Output all of the records exactly as written.
Start of Data records
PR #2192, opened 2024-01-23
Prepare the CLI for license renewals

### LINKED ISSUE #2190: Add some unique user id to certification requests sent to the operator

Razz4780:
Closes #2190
End of Data records
**Answer**
PR #2192, opened 2024-01-23
Prepare the CLI for license renewals

### LINKED ISSUE #2190: Add some unique user id to certification requests sent to the operator

Razz4780:
Closes #2190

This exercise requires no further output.